The second film in the series starring Tom Selleck differs from the novel in several ways. First, although Hathaway is still a money launderer, he is portrayed as an unwilling accomplice in the other crimes, as opposed to the hard-nosed extremist he is in the novel. Lou Burke and Tom Carson are blended into the single character Lou Carson, and it is Genest who murders him on his own in an attempt to extort more money from Hathaway. Furthermore, instead of throwing Lou off a cliff, Genest uses a van to push Lou's car off the cliff sideways with him in it. It is these car tracks that cause Chief Stone to conclude Lou was murdered and lead him to investigate further. The investigation leads to Hathaway, who organizes a late-night meeting with Stone. During this meeting Hathaway murders Genest by shooting him in the back with former police chief Lou Carson's revolver that Hathaway had stolen earlier. He then plans to murder Stone to make it look like Stone and Genest killed each other. However, Jesse brings backup to stop Hathaway and he arrests him. The backup is Luther "Suitcase" Simpson, who is given the nickname "Suitcase," or "Suit" for short, by Jesse in the film. However, in the novel the nickname is bestowed by his coach in high school. Next, the novel describes Jesse several times drinking Johnnie Walker Black Label scotch, while the film shows the character drinking Red Label. The novel also states several times that there are no black people in Paradise; however, in the film, Molly is portrayed by Academy Award winner Viola Davis, who is black. There is no mention of Tammy Portugal or the Freedom's Horsemen, and Jesse's relationship with Jenn is not detailed as much. In the film their relationship is relegated to short phone calls, and she does not come to Paradise in the end.
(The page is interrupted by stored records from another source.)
PR #627, opened 2024-09-04
refactor(storage): migrate data source to plugin framework

kangasta:


internal/service/storage/storage_data_source.go
```diff
@@ -0,0 +1,232 @@
...
+				Optional:           true,
+			},
+			"name": schema.StringAttribute{
+				Description:        "Exact name of the storage (same as title). Deprecated, use `title` instead.",
+				DeprecationMessage: "Contains the same value as `title`. Use `title` instead.",
+				Optional:           true,
+			},
+			"most_recent": schema.BoolAttribute{
+				Description:        "If more than one result is returned, use the most recent storage. This is only useful with private storages. Public storages might give unpredictable results.",
+				DeprecationMessage: "Use exact title or UUID to limit the number of matching storages to one.",
```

Another significant difference in the film is that Jesse was not drunk in his interview. He makes a point several times of clarifying that he had too much to drink the night before, and made the mistake of having one scotch in the morning to steady himself. This is portrayed in the film when he initially arrives in Paradise. However, in the novel the initial interview is in Chicago, well before Stone travels to Paradise. Furthermore, Stone is extremely intoxicated during the interview and this is what draws Hathaway to him. Hathaway figures if he's drunk during the interview he'll be drunk on the job and easy to push around.

The film has a subplot about Jesse having an old dog that he puts down. Jesse does not have a dog in any of the novels. Also, in the novel, the police department already employs a medical examiner. In the film Jesse recruits the local pediatrician for this position, and has him put down his dog because he doesn't like the local vet. Finally, in the novel Jesse lives in a condo on the beach, while in the film Jesse buys an old house on the water.